За дальними волнами лесистых кряжей поднималось ослепительное солнце. Воздух был по-осеннему свеж и прозрачен. Солнечные лучи в таком воздухе удесятеряли свою силу: яркий желтый цвет обволок окружающие город возвышенности, отвалы загородного рудника, старинную крепость на холме. Но глубокая чаша с городом на дне была все еще заполнена тьмой.

— И есть отстойник, — пробормотал Засекин и перекрестился. — Свят, свят. Каждый раз, как увижу, — мороз по коже.

— А у меня ничего, — признался я. — Только ноги озябли.

— Смотри, смотри, дитя, что сейчас будет. Ты же в такую рань здесь еще не бывал?

— Не бывал. А чо мне делать тут в рань-то?

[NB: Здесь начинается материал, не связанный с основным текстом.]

PR #15522, opened 2020-09-16
[MM-28767] Fix failing TestS3FileBackendTestSuite/TestAppendFile

streamer45:
#### Summary

PR fixes failing `TestS3FileBackendTestSuite/TestAppendFile` due to a missing S3 bucket.
Other tests would work only because they would get executed after `TestConnection` which would setup the bucket.
Unfortunately `TestAppendFile` would get executed before that cause of the lexicographical order :facepalm: .

#### Ticket

https://mattermost.atlassian.net/browse/MM-28767


metanerd (approved):
Thank you @streamer45 !

PR #15525, opened 2020-09-17
[MM-28100]: fix getChannelByNameForTeamName permissions

ashishbhate:
#### Summary

- fix `getChannelByNameForTeamName` to allow team members to join public channels. I'm not sure why, but the authorization logic of getChannelByName and getChannelByNameForTeamName was different. After this change they behave the same. This fixes an issue with the mobile app.

#### Ticket Link

- https://mattermost.atlassian.net/browse/MM-28100
- Related PR: https://github.com/mattermost/mattermost-mobile/pull/4810


enahum (approved):
Lgtm, let’s wait for ppl with better gofu than me to review it.

reflog (approved):

api4/channel.go
```diff
@@ -1150,9 +1150,17 @@ func getChannelByNameForTeamName(c *Context, w http.ResponseWriter, r *http.Requ
 		return
 	}
 
-	if !c.App.SessionHasPermissionToChannel(*c.App.Session(), channel.Id, model.PERMISSION_READ_CHANNEL) {
-		c.Err = model.NewAppError("getChannelByNameForTeamName", "app.channel.get_by_name.missing.app_error", nil, "teamId="+channel.TeamId+", "+"name="+channel.Name+"", http.StatusNotFound)
-		return
+	if channel.Type == model.CHANNEL_OPEN {
+		if !c.App.SessionHasPermissionToTeam(*c.App.Session(), channel.TeamId, model.PERMISSION_READ_PUBLIC_CHANNEL) &&
+			!c.App.SessionHasPermissionToChannel(*c.App.Session(), channel.Id, model.PERMISSION_READ_CHANNEL) {
```
agnivade, line 1155: Nit: It might be cleaner to refactor the permission bools to separate variables and then uplift the checks in the if statement itself.

```go
channelOk := c.App.SessionHasPermissionToChannel(*c.App.Session(), channel.Id, model.PERMISSION_READ_CHANNEL)
teamOk := c.App.SessionHasPermissionToTeam(*c.App.Session(), channel.TeamId, model.PERMISSION_READ_PUBLIC_CHANNEL)


if channel.Type == model.CHANNEL_OPEN && !channelOk && !teamOk {
   // throw error
} else if !channelOk {
  // throw error
}
```

api4/channel.go
```diff
@@ -1150,9 +1150,17 @@ func getChannelByNameForTeamName(c *Context, w http.ResponseWriter, r *http.Requ
...
+			c.SetPermissionError(model.PERMISSION_READ_PUBLIC_CHANNEL)
```
agnivade, line 1156: Any reason the handling of errors in the 2 cases are different? Calling `SetPermissionError` does not capture the teamId and channelName.

agnivade (commented):
Got some small questions

api4/channel.go
ashishbhate: > Any reason the handling of errors in the 2 cases are different? Calling SetPermissionError does not capture the teamId and channelName.

Not really, my intent was to just to update `getChannelByNameForTeamName` to behave the same (re permissions) as `getChannelByName`. I'm not sure why permissions were handled differently. 

Same for the comment above. I'd prefer to keep the code, behaviour and logging the same, but I'm open to updating/cleaning up this method.

agnivade: Understood. The refactoring was just a suggestion anyways.

agnivade (approved):

api4/channel.go
ashishbhate: This suggested change improves readability a lot, so I've applied it. The if channelOk and teamOk check can't be uplifted since we want the `else` to trigger only if the channel type is not public, and not on either of the other failing checks.

josephbaylon (approved):
LGTM. User is able to tap on public permalink and join the channel in both when links that already exist on a channel or a new link that user posts on the a channel.

Tested in conjunction with https://github.com/mattermost/mattermost-mobile/pull/4810

PR #15534, opened 2020-09-18
[MM-28638] Improve image thumbnail generation logic

streamer45:
#### Summary

PR improves the logic for generating an image thumbnail.
It also adds two utility functions (`genPreview` and `genThumbnail`) to clean up the code a bit.

A couple of benchmarks quickly revealed that the main issue was not in the image library implementation but in how `imaging.Resize()` was used:

In case of very extreme aspect ratios (either width much greater than height or vice versa) we would end up upscaling the output image to an incredible amount. A small example:

Input image dimensions: 1x10000

To generate the thumbnail for this case we would call:

```go
imaging.Resize(rawImg, 120, 0, imaging.Lanczos)
```
We force the width to be 120 pixels and we pass 0 as the height since we want to keep the aspect ratio. Unfortunately this causes the resulting image to be:

120x(120 * 10000 / 1) = 120x1200000

Which is a 144MP image, weighting (in raw format) ~550MB of memory, clearly not what we expect from a thumbnail :)

#### Ticket

https://mattermost.atlassian.net/browse/MM-28638


app/image.go
```diff
@@ -0,0 +1,50 @@
...
+func genThumbnail(img image.Image) image.Image {
+	thumb := img
+	w := img.Bounds().Dx()
+	h := img.Bounds().Dy()
+
+	if h > ImageThumbnailHeight || w > ImageThumbnailWidth {
+		ratio := float64(h) / float64(w)
+		if ratio < ImageThumbnailRatio {
+			// we pre-calculate the thumbnail's width to make sure we are not upscaling.
+			tw := int(float64(ImageThumbnailHeight) * float64(w) / float64(h))
```
agnivade, line 21: Maybe `targetWidth` or `thumbWidth` is a bit clearer. Same for height too.

agnivade (approved):
Looks good. Just a minor concern: since we are not imposing a restriction in image height or width, does the resize operation perform well in cases of bad inputs like these where the overall number of pixels is within limits but the individual dimensions are extremely big?

streamer45:
> Looks good. Just a minor concern: since we are not imposing a restriction in image height or width, does the resize operation perform well in cases of bad inputs like these where the overall number of pixels is within limits but the individual dimensions are extremely big?

Yes. As one would imagine, to process the image there's a loop on both dimensions since every pixel needs to be scanned so it's the product of the twos that constitutes most of the complexity.

agnivade:
Gentle ping on this @DSchalla

DSchalla (approved):

streamer45:
@lindalumitchell 

This PR fixes an issue with resizing certain images. I've provided integration tests to cover the affected cases.
Also left some QA steps in the Jira issue for manual verification.

lindalumitchell (approved):
Looks good to me.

Мы сидели бок о бок на краешке телеги и чего-то ждали. Лошадь нетерпеливо вскидывала головой, позванивая железными удилами… А птицы уже заливались во всю мощь. Их пронзительные и мелодичные голоса отдавались прозрачным эхом в «верхнем леске», будто в новой пустой избе или в рабочей казарме, когда все жильцы ушли на рудник или в храм божий… Внизу — все та же чернота, никаких изменений.

Мне надоело ждать, я заерзал, прикоснулся скулой к плечу Засекина, твердому, как камень, — он шлепнул меня по затылку. Я не обиделся: к тумакам и лупцовкам я относился стоически, как к жизненной необходимости, и старался не допускать соплей и слез. Ведь мне уже было полных двенадцать лет, и мне почему-то верилось, что я совсем скоро стану взрослым парнягой-джигитом, увешанным оружием с головы до ног.

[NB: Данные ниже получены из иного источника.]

PR #15540, opened 2020-09-18
MM-28803 - Cloud settings defaults

marianunez:
#### Summary
Update settings defaults specifically for cloud **ONLY on `cloud_beta` branch**. Ticket for the server to support setting defaults based on license [MM-28883](https://mattermost.atlassian.net/browse/MM-28883). 

**Settings changed:**
- Max Users for team: `1000`
- EnableCustomEmoji: `true`
- ExperimentalSideBar: `default_on`
- EnableBotAccountCreation: `true`
- RequireEmailVerification: `true`
- RestrictSystemAdmin: `true`
- TeammateNameDisplay: `FullName`

- ExperimentalGossip:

Засекину тоже надоело молчать. Он кивнул в сторону города.

— А ты знаешь, кто уходит там на дно, в осадок? Ну, какие людишки?

— Какие?

— Такие… кому лень шевелиться. Или кому хребет сломали. Запомни, парень. Про то тебе никто не скажет, а своим умом еще когда дойдешь…

Я напрягся, почуяв по его тону: не треп.

— Так вот, Феохарюшко. У графа Толстого есть байка о кувшине со сливками, в который попали две лягушки. Одна лягушенция подумала: бесполезно барахтаться да мучиться, все одно помирать. И утонула. Другая брыкалась, брыкалась и сбила сливки в твердое масло. И выпрыгнула из кувшина… — Он опять показал кивком в сторону города. — Вот и мы с тобой брыкаемся. Сбиваем тьму в какое-то масло… И ведь вместе с маслом нас съедят. Голодных много…

Я не сдержался, хмыкнул. Уже который человек рассказывает мне про лягушек графа Толстого: и приемный отец, и священник, крестивший меня… А знакомый гимназист привез из губернского города тонкую потрепанную книжицу с рассказами и притчами для детей, подарил на вторую годовщину крещения и торжественно изрек:

— Пусть твоим первым чтением будет великая байка про лягушек! Учись с божьей помощью.

Все они словно сговорились! И все оттого, что проблема барахтанья в кувшинах стояла очень остро здесь, с Чернецком уезде. Должно быть, много разумного и доброго уходило в бесполезный ил, осадок. Самое поразительное было то, что эту притчу рассказал впервые здесь (как стало потом широко известно) именно тот самый варнак Лукьянцев, чахоточный каторжник, определенный сюда на постой. Правда, прочитал он ее не у Толстого, а у кого-то из древних, в подлиннике. Свои предсмертные идеи — завещание незрелому и убогому человечеству — варнак попытался облечь в форму бунтарского учения о барахтанье во тьме, об искусстве вылезания из любых кувшинов. Но об этом потом…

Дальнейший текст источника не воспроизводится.